> How to complete this task
Read through the entries below and copy each line where "Also" turns up.

::::::::::

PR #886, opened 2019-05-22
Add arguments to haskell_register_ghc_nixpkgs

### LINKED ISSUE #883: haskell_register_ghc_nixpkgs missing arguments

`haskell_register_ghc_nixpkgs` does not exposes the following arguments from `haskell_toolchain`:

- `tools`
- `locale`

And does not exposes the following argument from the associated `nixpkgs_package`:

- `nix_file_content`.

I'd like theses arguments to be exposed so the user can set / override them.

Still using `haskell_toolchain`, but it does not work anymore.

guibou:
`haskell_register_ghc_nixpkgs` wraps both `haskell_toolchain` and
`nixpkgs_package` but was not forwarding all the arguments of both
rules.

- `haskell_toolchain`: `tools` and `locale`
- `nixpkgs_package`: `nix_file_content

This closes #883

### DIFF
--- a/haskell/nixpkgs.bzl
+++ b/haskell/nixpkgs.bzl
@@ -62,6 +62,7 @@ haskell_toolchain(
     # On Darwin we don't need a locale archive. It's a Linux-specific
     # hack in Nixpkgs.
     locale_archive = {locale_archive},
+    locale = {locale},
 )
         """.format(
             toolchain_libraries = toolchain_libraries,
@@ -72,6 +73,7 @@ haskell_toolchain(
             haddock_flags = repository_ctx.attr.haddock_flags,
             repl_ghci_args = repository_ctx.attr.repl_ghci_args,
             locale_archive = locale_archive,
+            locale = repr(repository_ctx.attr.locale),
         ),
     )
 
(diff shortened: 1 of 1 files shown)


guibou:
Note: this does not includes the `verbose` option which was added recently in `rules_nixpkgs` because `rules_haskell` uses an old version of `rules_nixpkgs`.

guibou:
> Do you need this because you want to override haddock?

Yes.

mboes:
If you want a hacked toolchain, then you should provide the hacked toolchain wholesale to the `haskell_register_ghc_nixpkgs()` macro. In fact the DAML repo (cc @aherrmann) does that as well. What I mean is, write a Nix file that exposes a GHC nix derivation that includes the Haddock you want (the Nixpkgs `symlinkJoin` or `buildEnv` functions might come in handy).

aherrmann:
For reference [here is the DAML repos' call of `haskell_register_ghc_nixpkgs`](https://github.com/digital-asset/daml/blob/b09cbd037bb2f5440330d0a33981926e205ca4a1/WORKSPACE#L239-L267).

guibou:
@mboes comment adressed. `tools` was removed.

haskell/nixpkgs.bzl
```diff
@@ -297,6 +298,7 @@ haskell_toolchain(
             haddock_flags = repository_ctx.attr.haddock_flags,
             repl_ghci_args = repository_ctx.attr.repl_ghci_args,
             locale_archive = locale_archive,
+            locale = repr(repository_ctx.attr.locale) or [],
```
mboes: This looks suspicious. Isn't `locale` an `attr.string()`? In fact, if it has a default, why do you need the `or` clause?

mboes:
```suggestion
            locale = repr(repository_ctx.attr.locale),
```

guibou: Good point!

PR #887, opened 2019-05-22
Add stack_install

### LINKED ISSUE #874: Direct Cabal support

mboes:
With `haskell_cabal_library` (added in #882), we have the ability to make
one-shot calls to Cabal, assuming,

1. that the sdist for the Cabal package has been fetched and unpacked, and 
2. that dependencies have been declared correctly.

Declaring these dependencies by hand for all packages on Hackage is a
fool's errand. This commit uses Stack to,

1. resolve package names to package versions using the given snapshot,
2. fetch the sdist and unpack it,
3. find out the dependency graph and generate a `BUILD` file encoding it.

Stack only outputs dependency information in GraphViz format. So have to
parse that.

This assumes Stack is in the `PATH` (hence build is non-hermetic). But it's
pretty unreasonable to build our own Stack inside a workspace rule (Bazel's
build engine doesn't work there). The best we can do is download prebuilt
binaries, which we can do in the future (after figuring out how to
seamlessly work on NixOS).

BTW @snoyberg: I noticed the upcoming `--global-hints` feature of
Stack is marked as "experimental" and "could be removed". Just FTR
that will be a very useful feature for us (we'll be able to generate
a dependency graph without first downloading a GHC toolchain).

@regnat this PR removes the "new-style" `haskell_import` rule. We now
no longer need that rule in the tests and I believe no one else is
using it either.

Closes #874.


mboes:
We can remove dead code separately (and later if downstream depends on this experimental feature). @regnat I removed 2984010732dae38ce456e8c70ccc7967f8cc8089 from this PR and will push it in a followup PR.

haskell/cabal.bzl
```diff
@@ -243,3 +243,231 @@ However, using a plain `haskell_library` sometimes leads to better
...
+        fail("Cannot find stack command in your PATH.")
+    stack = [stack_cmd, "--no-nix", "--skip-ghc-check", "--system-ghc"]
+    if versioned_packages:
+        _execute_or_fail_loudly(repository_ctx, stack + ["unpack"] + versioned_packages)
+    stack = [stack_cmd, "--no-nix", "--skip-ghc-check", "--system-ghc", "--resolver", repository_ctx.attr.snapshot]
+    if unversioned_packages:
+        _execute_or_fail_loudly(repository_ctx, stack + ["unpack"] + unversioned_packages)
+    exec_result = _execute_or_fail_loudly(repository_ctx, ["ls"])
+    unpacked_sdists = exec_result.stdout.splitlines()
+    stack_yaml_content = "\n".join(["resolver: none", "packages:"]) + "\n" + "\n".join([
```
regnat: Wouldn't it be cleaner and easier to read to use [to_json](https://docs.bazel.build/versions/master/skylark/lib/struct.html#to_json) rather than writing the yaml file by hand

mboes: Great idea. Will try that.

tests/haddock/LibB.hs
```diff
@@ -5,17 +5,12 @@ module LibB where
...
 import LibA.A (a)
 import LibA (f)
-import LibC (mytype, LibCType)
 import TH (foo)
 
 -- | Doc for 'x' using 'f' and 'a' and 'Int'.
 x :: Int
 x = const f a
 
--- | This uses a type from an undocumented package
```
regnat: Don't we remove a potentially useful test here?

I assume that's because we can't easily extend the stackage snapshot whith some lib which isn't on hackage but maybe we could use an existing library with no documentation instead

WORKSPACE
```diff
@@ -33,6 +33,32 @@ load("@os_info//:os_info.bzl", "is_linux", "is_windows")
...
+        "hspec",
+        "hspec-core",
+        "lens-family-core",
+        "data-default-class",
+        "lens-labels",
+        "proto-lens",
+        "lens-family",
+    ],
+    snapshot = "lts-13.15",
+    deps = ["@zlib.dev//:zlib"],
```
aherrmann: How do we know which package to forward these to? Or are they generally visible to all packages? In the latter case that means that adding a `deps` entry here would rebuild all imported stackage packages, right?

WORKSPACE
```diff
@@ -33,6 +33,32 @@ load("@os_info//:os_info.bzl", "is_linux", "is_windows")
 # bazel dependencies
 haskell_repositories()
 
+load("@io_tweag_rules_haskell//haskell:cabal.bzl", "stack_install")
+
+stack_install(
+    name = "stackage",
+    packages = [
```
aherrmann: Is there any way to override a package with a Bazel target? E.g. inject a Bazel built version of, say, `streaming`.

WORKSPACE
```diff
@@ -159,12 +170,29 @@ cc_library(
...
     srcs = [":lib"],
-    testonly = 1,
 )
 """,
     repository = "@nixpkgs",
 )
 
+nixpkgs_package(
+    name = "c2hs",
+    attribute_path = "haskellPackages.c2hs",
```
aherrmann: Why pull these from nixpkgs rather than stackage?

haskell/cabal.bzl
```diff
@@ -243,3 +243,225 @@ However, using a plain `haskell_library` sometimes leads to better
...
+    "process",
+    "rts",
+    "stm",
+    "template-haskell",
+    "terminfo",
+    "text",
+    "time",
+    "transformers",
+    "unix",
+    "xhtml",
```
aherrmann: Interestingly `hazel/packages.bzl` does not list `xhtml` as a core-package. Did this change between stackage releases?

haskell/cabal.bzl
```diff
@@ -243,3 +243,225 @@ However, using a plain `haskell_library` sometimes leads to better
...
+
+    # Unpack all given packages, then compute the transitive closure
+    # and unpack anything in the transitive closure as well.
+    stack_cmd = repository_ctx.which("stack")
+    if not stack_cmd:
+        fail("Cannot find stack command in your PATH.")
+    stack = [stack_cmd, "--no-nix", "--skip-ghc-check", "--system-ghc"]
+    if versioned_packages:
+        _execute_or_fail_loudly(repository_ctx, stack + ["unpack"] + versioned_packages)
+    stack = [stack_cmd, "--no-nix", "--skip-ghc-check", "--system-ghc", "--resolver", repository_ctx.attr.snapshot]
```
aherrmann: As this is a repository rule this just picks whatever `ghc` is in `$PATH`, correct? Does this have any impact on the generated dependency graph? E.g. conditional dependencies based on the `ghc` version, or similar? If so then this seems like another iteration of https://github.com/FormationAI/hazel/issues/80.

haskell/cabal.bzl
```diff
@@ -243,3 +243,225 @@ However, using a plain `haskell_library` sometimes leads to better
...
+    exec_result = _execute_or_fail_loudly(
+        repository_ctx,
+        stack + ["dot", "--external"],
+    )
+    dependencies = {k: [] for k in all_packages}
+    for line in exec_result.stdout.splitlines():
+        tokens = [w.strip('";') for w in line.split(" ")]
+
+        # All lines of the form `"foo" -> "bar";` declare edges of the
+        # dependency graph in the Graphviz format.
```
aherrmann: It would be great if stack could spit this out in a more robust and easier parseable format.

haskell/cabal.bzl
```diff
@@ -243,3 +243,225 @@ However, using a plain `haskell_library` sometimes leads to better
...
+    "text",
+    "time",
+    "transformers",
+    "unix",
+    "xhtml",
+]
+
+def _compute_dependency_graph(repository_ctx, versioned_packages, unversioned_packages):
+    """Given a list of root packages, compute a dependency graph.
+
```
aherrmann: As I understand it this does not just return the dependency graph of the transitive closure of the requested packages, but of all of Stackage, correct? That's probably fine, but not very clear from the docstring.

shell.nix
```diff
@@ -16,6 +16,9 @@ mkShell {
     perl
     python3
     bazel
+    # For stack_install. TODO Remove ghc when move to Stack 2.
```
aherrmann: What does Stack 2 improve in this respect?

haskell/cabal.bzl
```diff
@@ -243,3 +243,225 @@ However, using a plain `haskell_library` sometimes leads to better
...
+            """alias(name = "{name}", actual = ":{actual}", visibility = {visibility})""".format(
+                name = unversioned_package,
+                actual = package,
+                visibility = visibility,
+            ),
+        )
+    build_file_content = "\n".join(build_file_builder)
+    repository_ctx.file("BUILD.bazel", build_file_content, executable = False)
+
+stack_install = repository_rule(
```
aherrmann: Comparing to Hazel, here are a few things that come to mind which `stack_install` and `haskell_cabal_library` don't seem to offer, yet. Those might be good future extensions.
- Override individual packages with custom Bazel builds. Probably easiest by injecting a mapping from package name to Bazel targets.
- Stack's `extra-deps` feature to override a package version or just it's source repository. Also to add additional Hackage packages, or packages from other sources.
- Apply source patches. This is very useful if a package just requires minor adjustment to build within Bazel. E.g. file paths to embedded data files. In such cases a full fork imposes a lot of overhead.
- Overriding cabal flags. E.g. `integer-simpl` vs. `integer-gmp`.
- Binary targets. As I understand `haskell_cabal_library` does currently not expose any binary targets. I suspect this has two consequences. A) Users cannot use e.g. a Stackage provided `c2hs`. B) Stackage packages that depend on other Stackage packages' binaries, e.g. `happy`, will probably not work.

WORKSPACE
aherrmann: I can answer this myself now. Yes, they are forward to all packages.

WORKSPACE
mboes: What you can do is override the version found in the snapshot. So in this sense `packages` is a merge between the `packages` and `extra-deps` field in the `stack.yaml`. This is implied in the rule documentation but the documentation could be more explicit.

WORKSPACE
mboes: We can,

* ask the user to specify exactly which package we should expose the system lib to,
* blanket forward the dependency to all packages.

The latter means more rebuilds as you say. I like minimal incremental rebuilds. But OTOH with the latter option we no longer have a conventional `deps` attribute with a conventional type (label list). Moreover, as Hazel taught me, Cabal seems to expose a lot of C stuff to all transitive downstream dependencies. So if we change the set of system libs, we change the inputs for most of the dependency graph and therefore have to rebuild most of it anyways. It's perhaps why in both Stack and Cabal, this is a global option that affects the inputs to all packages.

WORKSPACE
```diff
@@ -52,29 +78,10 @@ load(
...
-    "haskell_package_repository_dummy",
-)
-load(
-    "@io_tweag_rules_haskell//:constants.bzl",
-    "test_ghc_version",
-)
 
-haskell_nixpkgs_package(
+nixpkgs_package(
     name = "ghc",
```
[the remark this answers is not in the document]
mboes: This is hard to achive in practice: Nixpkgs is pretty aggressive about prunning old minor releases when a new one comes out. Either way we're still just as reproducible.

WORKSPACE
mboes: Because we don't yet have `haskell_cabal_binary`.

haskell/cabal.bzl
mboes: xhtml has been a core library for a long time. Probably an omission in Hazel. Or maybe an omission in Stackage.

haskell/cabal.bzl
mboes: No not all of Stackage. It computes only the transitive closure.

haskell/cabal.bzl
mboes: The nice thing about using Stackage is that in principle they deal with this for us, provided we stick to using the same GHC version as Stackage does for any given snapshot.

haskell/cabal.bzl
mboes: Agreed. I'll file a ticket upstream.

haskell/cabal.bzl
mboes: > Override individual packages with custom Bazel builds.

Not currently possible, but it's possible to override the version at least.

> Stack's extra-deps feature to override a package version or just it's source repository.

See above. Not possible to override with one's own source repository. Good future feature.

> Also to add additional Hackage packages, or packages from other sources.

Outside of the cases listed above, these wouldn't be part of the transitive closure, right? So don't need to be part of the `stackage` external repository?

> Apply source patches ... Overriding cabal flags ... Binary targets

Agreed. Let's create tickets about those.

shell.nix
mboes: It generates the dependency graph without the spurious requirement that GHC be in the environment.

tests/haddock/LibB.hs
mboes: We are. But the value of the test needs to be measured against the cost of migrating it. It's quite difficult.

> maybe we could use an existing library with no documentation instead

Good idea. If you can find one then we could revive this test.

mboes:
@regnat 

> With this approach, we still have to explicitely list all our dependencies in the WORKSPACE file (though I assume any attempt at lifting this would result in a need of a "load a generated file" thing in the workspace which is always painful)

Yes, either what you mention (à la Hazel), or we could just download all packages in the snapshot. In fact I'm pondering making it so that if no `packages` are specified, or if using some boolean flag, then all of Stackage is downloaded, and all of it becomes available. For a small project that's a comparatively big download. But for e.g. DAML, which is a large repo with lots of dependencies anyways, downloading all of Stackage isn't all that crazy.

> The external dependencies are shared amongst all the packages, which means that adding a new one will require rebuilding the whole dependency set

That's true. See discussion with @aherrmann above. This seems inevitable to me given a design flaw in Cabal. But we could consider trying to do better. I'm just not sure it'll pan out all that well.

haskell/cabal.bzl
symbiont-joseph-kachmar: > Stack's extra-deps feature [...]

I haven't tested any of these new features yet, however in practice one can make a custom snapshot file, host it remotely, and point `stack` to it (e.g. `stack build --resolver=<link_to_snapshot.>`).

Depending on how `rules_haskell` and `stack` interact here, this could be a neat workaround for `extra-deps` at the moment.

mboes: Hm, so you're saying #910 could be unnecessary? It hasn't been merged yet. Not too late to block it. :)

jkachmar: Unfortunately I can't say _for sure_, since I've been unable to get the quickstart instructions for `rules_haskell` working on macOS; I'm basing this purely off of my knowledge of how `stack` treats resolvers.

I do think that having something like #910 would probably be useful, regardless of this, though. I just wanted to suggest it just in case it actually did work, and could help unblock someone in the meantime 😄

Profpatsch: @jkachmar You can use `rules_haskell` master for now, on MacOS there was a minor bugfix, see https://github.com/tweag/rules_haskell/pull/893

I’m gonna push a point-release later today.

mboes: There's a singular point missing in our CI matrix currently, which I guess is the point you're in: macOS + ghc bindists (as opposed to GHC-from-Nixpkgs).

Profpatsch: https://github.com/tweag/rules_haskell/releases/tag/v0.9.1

::::::::::

> Response area
- Stack's `extra-deps` feature to override a package version or just it's source repository. Also to add additional Hackage packages, or packages from other sources.
> Also to add additional Hackage packages, or packages from other sources.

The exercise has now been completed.